I used the semantic mixins method quite a while, and let me say that it does
not feel that good. Once you have your html full of nice "article-box"
classes, who will ever notice?

If you strip completely your css from your markup to re-use it in another
project, you're left with literally nothing, if not a bunch of semantic
classes than then may also be semantically wrong in respect of the new project
(has the article become a tutorial?).

Using bootstrap classes are a convention you can reuse in other projects, as
well as override when you need.

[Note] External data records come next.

PR #858, opened 2018-04-12
OXT-1300: Use runlevels to control console login

jandryuk:
We only want to run a getty on tty1 in console mode, and suppress the getty for graphical boots.  Use init runlevels to differentiate between text console (runlevel 3) and graphical (5) boots.

This is an alternate approach to https://github.com/OpenXT/xenclient-oe/pull/809
Discussion also continued here - https://github.com/OpenXT/xenclient-oe/pull/846 - and has been updated and repeated below.

Straight booting works fine, but transitioning between runlevels (e.g. ```telinit 3```) is broken.

One issue is input_server. We can either run input_server at all runlevels (default) or only runlevel 5 (https://github.com/jandryuk/xenclient-oe/commit/e38148221cfd61136e12a18302652697a2dc11d0  not included in PR) with surfman. If input_server is disabled at runlevel 3, then booting to console has log spam from xenmgr about the missing com.cixtrix.xenclient.input DBus endpoint. If input_server is enabled, booting into each runlevel is fine. The problem is switching from runlevel 5 to runlevel 3 ```telinit 3```. That kills surfman and drops to a getty on tty1. However, input_server keeps running, so there is no keyboard input. input_server must not release the input/keyboard when surfman exits, so it don't end up at dom0. Again, we can stop input_server at runlevel 3, but that produces the log spam.

The right solution would be to somehow signal input server to release the input devices when surfman exits. The hack would be to restart input_server after exiting surfman - commit "surfman: Restart input server when stopping" https://github.com/jandryuk/xenclient-oe/commit/1a3a9a7ae2d4d76bd98495ef334820c8a895c90c. That puts input_server back to its "ungrabbed" state so dom0 could still access the keyboard.

Another issue is transitioning runlevel 3 -> 5. surfman start and displays the Loading... splash screen. But surfman does not know about UIVM, so it never switches back to displaying the UI. Normally, xenmgr calls set_pv_display to register the VM, but that doesn't happen on surfman restart. SELinux prevents the following, but manually running dbus-send commands as sysadm makes surfman switch back to UIVM.  dbus-send in an initscript would be another hack, but a preliminary attempt at such a hack did not work.
```
dbus-send --print-reply --system --dest=com.citrix.xenclient.surfman / com.citrix.xenclient.surfman.set_pv_display int32:2 string:""
dbus-send --print-reply --system --dest=com.citrix.xenclient.surfman / com.citrix.xenclient.surfman.set_visible int32:2 int32:5 boolean:false
dbus-send --print-reply --system --dest=com.citrix.xenclient.input / com.citrix.xenclient.input.attach_vkbd int32:2
```
Note: it appears that when the keyboard is detached, a terminal in UIVM receives a continuous stream of "Enter" keystrokes.

The correct fix would be for xenmgr to listen for surfman's DBus start_service signal and re-issue the surfman and input DBus calls.


eric-ch:
Building: [$1466](http://openxt-builder.ainfosec.com:8010/builders/openxt/builds/1466)

eric-ch:
So this will work only with measured launch (when using `init.root-ro`). Otherwise, the initramfs will set `DEFINIT=/sbin/init` which will not receive the runlevel (see [init.sh](https://github.com/OpenXT/xenclient-oe/blob/master/recipes-openxt/initrdscripts/initramfs-xenclient/init.sh#L195)).

The runlevel should probably be parsed in the `init.sh` script and passed to `switch_root` as argument for `init`.

jandryuk:
You got me - I didn't try a non-ML install.  Using init.sh looks good, and I can just extend the existing read_args parsing.

I also missed openxt.cfg for UEFI and removing no-graphics from surfman's initscript.  I'll add those.

jandryuk:
The UEFI change is untested.

eric-ch:
Build [$1476](http://openxt-builder.ainfosec.com:8010/builders/openxt/builds/1476)

eric-ch:
Will merge soon.

Can you submit a PR against stable-8 as well please? As described in OXT-1300, this is required in 8.0.

PR #862, opened 2018-04-17
OXT-1304: v4v: Fix SMAP & HVM guest use

jandryuk:
When SMAP is enabled, v4v_send fails from an HVM domain.  The guest page table walk fails with an emulated SMAP violation.  SMAP emulation needs to be disabled to allow the send.

This is a forward port of a stable-6 patch implementing the same functionality.  It required changing the Xen function used to disable SMAP.  Integrating this into a normal build tests fine with the PV domains.  I haven't actually tested with HVM on a master build at this time.  This is needed for the HVM NDVM, which is still on my to-do list.


eric-ch:
Build [$1465](http://openxt-builder.ainfosec.com:8010/builders/openxt/builds/1465), the patch does not seem right.

recipes-extended/xen/files/v4v.patch
```diff
@@ -130,7 +130,7 @@ PATCHES
      int port;
 --- /dev/null
 +++ b/xen/common/v4v.c
-@@ -0,0 +1,1964 @@
+@@ -0,0 +1,1985 @@
```
eric-ch: Should be `@@ -0,0 +1,1979 @@`

jandryuk:
Not only was the patch mangled, it wasn't even the right one!  The tested commit was still on my build-server, but I pushed the work in progress, broken one to github from my workstation.   I've force pushed the branch with the Xen 4.9 changes mentioned in the original PR message.  Sorry about that.

eric-ch:
No worries!
Building [$1467](http://openxt-builder.ainfosec.com:8010/builders/openxt/builds/1467)

eric-ch:
Could you PR against stable-8 as well?

PR #863, opened 2018-04-19
OXT-1302, OXT-1303: linux: upgrade to 4.14.34.

eric-ch:
1. OXT-1302: Upgrade to Linux 4.14.34 (refresh patches and defconfig).
2. OXT-1303: Apply work-around patch until a proper fix is implemented. This is to avoid blocking test efforts of other components. The ticket will be left open.
3. Backport @jandryuk patches to fix 32bit PV kernel boot sequence and xen-netfront race with the toolstack.


jean-edouard:
Built here: http://openxt-builder.ainfosec.com:8010/builders/openxt/builds/1474

jean-edouard:
LGTM, merging tomorrow.

PR #868, opened 2018-04-20
OXT-1306: dbus: Fix recipe DEPENDS statement.

eric-ch:
DEPENDS applies for the whole recipe, giving it an `"_<PACKAGE>"` will
have Bitbake ignore it.

DBus does not require xen as depend (libv4v does).
Since libv4v is optional for that recipe, depend on it only for the
target build. DBus recipe provides native tools, and libv4v is not
needed for that.

### DIFF
--- a/recipes-core/dbus/dbus_1.%.bbappend
+++ b/recipes-core/dbus/dbus_1.%.bbappend
@@ -1,7 +1,14 @@
-DEPENDS_${PN} += " \
+# LibSELinux does not extend nativesdk.
+DEPENDS_append_class-native += " \
+    libselinux \
+"
+# DBus will not link with libv4v in the native case.
+# The v4v kernel headers cannot be expected in the native environment since
+# libv4v depends on Xen, and the hypervisor headers are not separated from the
+# main recipe.
+DEPENDS_append_class-target += " \
     libselinux \
     libv4v \
-    xen \
 "
 FILESEXTRAPATHS_prepend := "${THISDIR}/patches:"
 


eric-ch:
Broken with `nativesdk`. Will push a fix soon.

jandryuk:
The first patch looked good if we want to keep the patch.  "class-target" is interesting - I did not know about it.

I was figuring on just dropping v4v since we are often missing it.  My approach is here: https://github.com/jandryuk/xenclient-oe/tree/dbus-drop-v4v

I guess there could be out-of-tree code that uses family=v4v...  I see one location I missed in bvt.git:
```
src/testcases/syncxt_test.py:    dbus_var = 'DBUS_SYSTEM_BUS_ADDRESS=tcp:family=v4v,host=1.0.0.0,port=5556'
```
That could be changed with a similar fix as the other DBUS_SYSTEM_BUS_ADDRESS changes, I think.

eric-ch:
`class-target` will work with `libselinux` being only added to it and `class-native` (since `libselinux` does not extend `nativesdk`, which is pulled as a dependency of `dnf` with a complete build).

Removing the dependency should be fine unless someone downstream has an issue with it. I will still amend the PR to provide an alternative, but removing the patch (hence the dep) is fine by me.

jandryuk:
I emailed the mailing list to see if anyone would break if we drop the patch.  We can merge this now and always drop later.

LGTM

jean-edouard:
Thanks, merging soon.

PR #870, opened 2018-04-20
STABLE-8: OXT-1306: dbus: Fix recipe DEPENDS statement.

eric-ch:
DEPENDS applies for the whole recipe, giving it an "_<PACKAGE>" will
have Bitbake ignore it.

DBus does not require xen as depend (libv4v does).
Since libv4v is optional for that recipe, depend on it only for the
target build. DBus recipe provides native tools, and libv4v is not
needed for that.


eric-ch:
Build [$1479](http://openxt-builder.ainfosec.com:8010/builders/openxt/builds/1479)

jean-edouard:
Merging soon.

PR #875, opened 2018-04-25
installer-image: Add timeout to UEFI grub.cfg

jandryuk:
Right now, there is no timeout, so grub waits forever.  Add a default
timeout so we boot into the installer and wait there instead.  This
matches the legacy isolinux boot behaviour.


eric-ch:
Will merge soon. Can you submit a PR against stable-8 as well?

eric-ch:
Build [$1498](http://openxt-builder.ainfosec.com:8010/builders/openxt/builds/1498)

PR #878, opened 2018-04-26
STABLE-8: OXT-1300: Use runlevels to control console login

jandryuk:
This is the stable-8 version of https://github.com/OpenXT/xenclient-oe/pull/858

We only want to run a getty on tty1 in console mode, and suppress the getty for graphical boots. Use init runlevels to differentiate between text console (runlevel 3) and graphical (5) boots.

More discussion is here https://github.com/OpenXT/xenclient-oe/pull/858


jean-edouard:
Built here: http://openxt-builder.ainfosec.com:8010/builders/openxt/builds/1490
LGTM, merging soon.

PR #879, opened 2018-04-26
OXT-1311: tpm: Detect TPM version from sysfs caps entry.

eric-ch:
Using /sys/class/tpm/tpm0/device/description is unreliable as the entry
might not be populated by the driver.

From:
https://www.kernel.org/doc/Documentation/ABI/stable/sysfs-class-tpm
It is recommended to use /sys/class/tpm/tpmX/device/caps instead. One
caveat though is documented in the TPM module sources:
https://git.kernel.org/pub/scm/linux/kernel/git/stable/linux-stable.git/tree/drivers/char/tpm/tpm-sysfs.c?h=v4.14.34#n296

TPM 2.0 devices will not expose /sys/class/tpm/tpmX/device/caps (this is
still the case to this day in Linux 4.16 line). So assuming a
TPM is detected, the absence of this file reveals a TPM 2.0 version.

This is an alternative to other propositions:
- https://github.com/OpenXT/xenclient-oe/pull/844 using dmesg
- https://github.com/OpenXT/xenclient-oe/pull/853 finding the "description" sysfs node.

### DIFF
--- a/recipes-openxt/initrdscripts/initramfs-xenclient/init.sh
+++ b/recipes-openxt/initrdscripts/initramfs-xenclient/init.sh
@@ -28,7 +28,20 @@ DEFINIT=/sbin/init
 FIRSTBOOT_FLAG=/boot/system/firstboot
 
 is_tpm_2_0 () {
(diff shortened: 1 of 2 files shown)


jean-edouard:
Tested in stable-8. LGTM, merging soon.

PR #880, opened 2018-04-26
OXT-1310: 8th gen SINIT.

eric-ch:
Add SINIT file for 8th generation Intel Coffee Lake machines and amend the relevant configuration files.


jean-edouard:
Tested in stable-8. LGTM, merging soon.

PR #885, opened 2018-04-26
OXT-1314: Update Xen patches: support for SecureBoot and minor fixes

tklengyel:
Make Xen query the firmware for the status of SecureBoot to determine whether to use `shim_lock->Measure` or `shim_lock->Verify` on the dom0 kernel.

Move definition of `elo_active` to the efi-load-option-support.patch where it belongs.

Signed-off-by: Tamas K Lengyel <lengyelt@ainfosec.com>

### DIFF
--- a/recipes-extended/xen/files/efi-load-option-support.patch
+++ b/recipes-extended/xen/files/efi-load-option-support.patch
@@ -1,7 +1,7 @@
-From d51e22b3876c0a392aad2ef58bba62a334e61b28 Mon Sep 17 00:00:00 2001
+From 3def7c280f64dbb6a9646d94fbbed6f97fa58293 Mon Sep 17 00:00:00 2001
 From: Tamas K Lengyel <tamas@tklengyel.com>
 Date: Thu, 28 Dec 2017 18:50:29 +0100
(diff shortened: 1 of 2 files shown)


richpersaud:
Please include JIRA ticket number.

jandryuk:
Generally looks good.

Do we want to always measure Dom0?  Something like:
```
if (secureboot()) {
  verify()
}
measure()
```
Otherwise we'd have measurements of all the other components but now Dom0, right?  Or am I missing something?

The patch description is now a little stale since it does Verify in addition to Measure.

tklengyel:
@jandryuk dom0 kernel always gets measured, `shim_lock->Verify` incorporates measurements since https://github.com/rhboot/shim/commit/555ef92650944e5ec8ccc23d1d892e984b04afd6

jandryuk:
Okay, great.  I wondered if that might be the case.  Thanks for responding.

eric-ch:
Build [$1498](http://openxt-builder.ainfosec.com:8010/builders/openxt/builds/1498)

Will merge soon.

Can you submit a PR against stable-8 as well please?

PR #886, opened 2018-04-27
OXT-1315: populate-volatile.sh: depend on cryptdisks

jean-edouard:
OXT-1315

### DIFF
--- a/recipes-core/initscripts/initscripts-1.0/populate-volatile.sh
+++ b/recipes-core/initscripts/initscripts-1.0/populate-volatile.sh
@@ -1,8 +1,8 @@
 #!/bin/sh
 ### BEGIN INIT INFO
 # Provides:             volatile
-# Required-Start:       $local_fs
-# Required-Stop:      $local_fs
+# Required-Start:       $local_fs cryptdisks
+# Required-Stop:        cryptdisks $local_fs
 # Default-Start:        S
 # Default-Stop:
 # Short-Description:  Populate the volatile filesystem


recipes-core/initscripts/initscripts-1.0/populate-volatile.sh
```diff
@@ -1,8 +1,8 @@
 #!/bin/sh
 ### BEGIN INIT INFO
 # Provides:             volatile
-# Required-Start:       $local_fs
-# Required-Stop:      $local_fs
+# Required-Start:       $local_fs cryptdisks
+# Required-Stop:        cryptdisks $local_fs
```
eric-ch: This is not parsed AFAIK.

Regardless, even for documentation purpose: [Debian LSBInitScripts documentation](https://wiki.debian.org/LSBInitScripts) defines `$local_fs` as "all local filesystems are mounted", which sounds like `mountall.sh` completely succeeded in an OpenXT setup.

Looking at the runlevel priorities for `S`:
```
lrwxrwxrwx. 1 root root 20 May  2 15:43 /etc/rcS.d/S34cryptdisks -> ../init.d/cryptdisks
lrwxrwxrwx. 1 root root 21 May  2 14:44 /etc/rcS.d/S35mountall.sh -> ../init.d/mountall.sh
lrwxrwxrwx. 1 root root 20 May  2 15:43 /etc/rcS.d/S36udev-cache -> ../init.d/udev-cache
lrwxrwxrwx. 1 root root 30 May  2 14:44 /etc/rcS.d/S37populate-volatile.sh -> ../init.d/populate-volatile.sh
```

Looking at sysvinit_2.88dsf `rc`, `mountall.sh` should be run through:
```
. $scriptname
```
So I am not quite sure...

Maybe `device-mapper` through `cryptsetup` do not expose the `xenclient-log` devnode in time, which leads to `mountall.sh` failing to create expected files?

PR #1006, opened 2025-10-13
ComplaintsAnalysis VCL Demos - Refactor notebooks for dotenv auth and apply new formatting standards

Mohd-Hassan:
- Changed the authentication method to use **.env** files instead of **.json** for improved security and flexibility.

- Reformatted markdown cells within notebooks according to the latest convention to enhance readability and consistency.


DallasBowden (changes requested):
This is only for Complaint_Analysis_Customer360_VCL.ipynb

I've made the edits and have it working down to the cell where it's looking for the models on the local drive.  The first thing to check is that the pathing is correct.
Changed   Login Cell.     We're not including Kevin's OF Utils.    Updated Python version in library import cell.  We set the oaf environment name to the same as the database user   name.     Updated the OAF Environment Cleanup.     Removed 7.2 Stop the Cluster.     Removed Part 1 and Part 2 headings.     Added additional requirements file.

PR #1036, opened 2025-11-13
Teradataml widgets notebook update

saroop-samra:
These are latest notebooks along with requested changes in renaming (underscore instead of spaces), updating banner images, adding copyright at the bottom, and reorganizing the file structure so all data is in new data folder.


DallasBowden (approved):
I updated the pip instructions for these notebooks and updated a couple of pip installs. Also, I can't get the Widgets UI to work in the Analytic_Functions_Tutorial.ipynb notebook.

PR #1037, opened 2025-11-13
Refactor: direct API_Request call via SQL, boto3 instead of AWS CLI with updated formattings.

Mohd-Hassan:
- Updated Vantage workflow to invoke `API_Request()` directly through SQL .
- Replaced AWS CLI commands with `boto3` due to the ongoing issue with CLI commands.
- Refactored the notebook to align with the latest formatting standards.


DallasBowden (changes requested):
I've updated the markdown for dark mode and modified a couple of messages. I still can't get the TDApiClient.API_Request() to work.

shilpa-nalkande:
Tested with the new litellm changes. Works fine

PR #1042, opened 2025-11-24
Refactor: Replace AWS CLI usage with Boto3 for Bedrock GenAI demos

Mohd-Hassan:
Improves reliability of Bedrock interactions by using native Boto3 SDK instead of shell-based AWS CLI commands.


DallasBowden (changes requested):
Notebooks need to be edited since they no longer being used in a workshop.

Remove any references to getting the AWS keys from our Google Bucket.

Remove the configure_aws cell.

Ask for the access_key, secret_access_key and region the same way we do in other AWS notebooks.

Configure the boto3 call without the AWS access token.

Update the html styles for Dark Mode.

Update the queryband DEMO= values to be the same as the notebook filename.

DallasBowden (changes requested):
Please go back through these and remove all the references to color:#00233C. 
Please remove the button to get the aws keys.
Can we connect to our LiteLLM and pull the necessary aws credentials?

DallasBowden (changes requested):
Remove references to color:#00233C.
Remove the button to view the aws access credentials.
Can we connect his to our LiteLLM for the aws credentials?

PR #1083, opened 2026-02-26
Sentiment done, Speech recognition requires AWS Transcribe, so no use…

Ashwin-ap:
… of using litellm in that demo


DallasBowden (changes requested):
The cells in 3.6 will not generate the graphs.

PR #1104, opened 2026-05-06
Open api connectivity

nupur-lal:


DallasBowden (approved):
We should explain why the notebook needs to log in with the dbc user.

Can we come back around to this notebooks and get the openAI key from llmproxy?

PR #1109, opened 2026-06-11
Update LangChain Teradata version and notebook product  naming

JanethL:
Need to downgrade teradata-langchain version because VCL does not support Vector Store V2


DallasBowden (approved):
Updated pip installs. Updated business_name in the final validation sql. Added datainsights session aborts to cleanup.

PR #243, opened 2022-07-11
update system nudgers to use SpaceAbove

### LINKED ISSUE #87: [BUG] System Up/Down Nudgers always use top system margin
I would like to modify the system up/down nudgers to use Distance Between instead of Top Margin. In general, a non-zero system margin offers much less flexibility with page layout than leaving the vertical system margins at zero.

If others feel that Top Margin is preferable, we could implement it so as to use the margin when it is non-zero or the distance between when it is zero or when the result would be negative.

What do y'all think? (It's a simple change.)

rpatters1:
and consolidate to a single script.

Resolves #87


Nick-Mazuk (approved):
Looks good to me

PR #247, opened 2022-07-11
File comparison script

rpatters1:
This script implements a way to easily find substantive changes between two Finale documents. It emits all the notational elements into a text file that can be used with a text-file comparison tool to find differences. (More details in the Notes section of the script.)

I see this as being useful for composers to track changes they've made as well as ultimately by musicologists who want to study those changes later. The format of the text file itself is not so important as the fact that it can point you where to look in the scores to identify the changes.

I have requested a review by @ThistleSifter to see if I have fully utilized mixins to the extent that they can be used without adding a new `FCM` or `FCX` module. I am particularly interested in `FCMFileSaveAsDialog` but if you see any other easy opportunities, by all means alert me.


Nick-Mazuk (approved):
LGTM

src/document_save_as_text.lua
```diff
@@ -0,0 +1,377 @@
...
+end
+
+function do_save_as_dialog(document)
+    local path_name = finale.FCString()
+    local file_name = finale.FCString()
+    local file_path = finale.FCString()
+    document:GetPath(file_path)
+    file_path:SplitToPathAndFile(path_name, file_name)
+    local full_file_name = file_name.LuaString
+    local extension = finale.FCString()
```
ThistleSifter, line 58: Lines 58-60 could be shortened to the following, if you want:
`local extension = mixin.FCMString():SetLuaString(file_name.LuaString):ExtractFileExtension()`

ThistleSifter (commented):
I think you've done about as much as you can with `FCMFileSaveAsDialog` without adding an extra module. I just left one small suggestion for possible `FCMString` usage.

PR #252, opened 2022-07-13
Create hairpin_creator.lua

cv-on-hub:
Brand new script incorporating a lot of different elements. But no direct user interaction!

### DIFF
--- a/src/hairpin_creator.lua
+++ b/src/hairpin_creator.lua
@@ -1,0 +1,520 @@
+function plugindef()
+    finaleplugin.RequireSelection = true
+    finaleplugin.Author = "Carl Vine after CJ Garcia"
+    finaleplugin.AuthorURL = "http://carlvine.com/lua"
+    finaleplugin.Copyright = "CC0 https://creativecommons.org/publicdomain/zero/1.0/"
+    finaleplugin.Version = "v0.49"
+    finaleplugin.Date = "2022/07/13"
+    finaleplugin.AdditionalMenuOptions = [[
+        Hairpin create diminuendo
+        Hairpin create swell
+        Hairpin create unswell
+    ]]
+    finaleplugin.AdditionalUndoText = [[
+        Hairpin create diminuendo
+        Hairpin create swell
+        Hairpin create unswell
+    ]]
+    finaleplugin.AdditionalDescriptions = [[
+        Create diminuendo spanning the selected region
+        Create a swell (messa di voce) spanning the selected region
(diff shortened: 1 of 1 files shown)


cv-on-hub:
Sorry about the quick re-commit. On reflection the config file was altogether too messy, and is likely to need changing for different uses. So it's all gone into user_settings with modeless position saving. 

Also fixed one placement error with dynamic matching at end of measure.

cv-on-hub:
OK - so I'm taking advantage of the lull to submit final corrections and tweaks. But I'm putting it to bed now until you identify any mistakes requiring correction.

Nick-Mazuk (approved):
Overall, looks good with me. However, I'd like to get some clarification on how this script relates to CJ's existing hairpin script before merging.

https://github.com/finale-lua/lua-scripts/blob/master/src/standalone_hairpin_adjustment.lua

Some potential questions:

- How is this different from the existing script?
- Is this script supposed to replace the existing script?
- Could the script replace the existing script (even if that wasn't the intention)
- If this is different from the existing script, how does the usage differ?

I don't foresee any issues with merging this script, but would just like some clarity to ensure that we're not duplicating work accidentally (as that would get unmaintainable).

cv-on-hub:
1) Massively different from CJ's `standalone` script, which only shifts existing hairpins and dynamics. This is specifically designed to CREATE hairpins from scratch, and shift dynamics to match only if they need it. It is not a dynamic adjuster like CJ's, but a hairpin CREATOR. I pulled his script apart at the outset to work out how to make things join up, but have then moved some distance beyond his original.
2) It is not a replacement, but it does, IMHO, a better job of adjusting vertical heights of hairpins and markings.
3) It cannot replace `standalone`
4) It makes hairpins. I have reverse engineered several of CJ's old scripts, including a much older one, since withdrawn, that DID make hairpins and then balance them with dynamics. That WOULD have been in direct competition, and CJ is using a greatly improved version of that old function within JetStream, but AFAIK hasn't made a separate version for the repository. My version, again IMHO, still does a better job than CJ's revision, even though it uses some of his assumptions and methods. It is more robust, more detailed, and easier to work out how the various elements relate. There is no other `hairpin creator` in the repo.

Nick-Mazuk:
Thanks for the clarifications!

Merging.

cv-on-hub:
Thanks Nick. `hairpin_creator` only provides configuation via option-key, and us KM-freaks really hate selecting menu items manually. The following companion program allows direct configuration of its `user_settings` file, and requires just one more menu item, just for those who need it.

PR #253, opened 2022-07-16
Enable bundling of mixin scripts #2

Nick-Mazuk:
This PR is a redo of #240 which was ultimately buggy and had to be rolled back in #245.

Some notable changes from the previous PR:

1. Instead of relying on a 3rd-party bundler, I just rewrote our existing bundler
2. This change is actually much simpler, resulting in more human-friendly bundles (great for debugging)
3. This PR should be much more stable as it has fairly extensive test coverage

If you strip your css then, and replace it
with a vanilla bootstrap, you'll get a halfway good looking page you can work
on.

It's perfectly ok to pursue semantics, except that semantic class attributes
are the most useless form of semantics.

In a time where angular and react challenged the very concepts of
markup/behaviour/styling separation, after the utter failure of XHTML (the
parsable markup nobody ever parsed) and the mild failure of HTML5 semantic
tags (whose cases of use are confusing at most, and overlap dramatically with
the arya attributes) I try to avoid to be too strict about semantics.

------
tacone
My take:

Bootstrap is made of several components, which make it trivial to recompile it
without the not-needed parts. You can even do it online (as well as save/reuse
configuration files):
[http://getbootstrap.com/customize/](http://getbootstrap.com/customize/)

The _full_ bootstrap css weights 23.5kb gzipped. If you're not using gzip on
your servers then that's the problem you should solve.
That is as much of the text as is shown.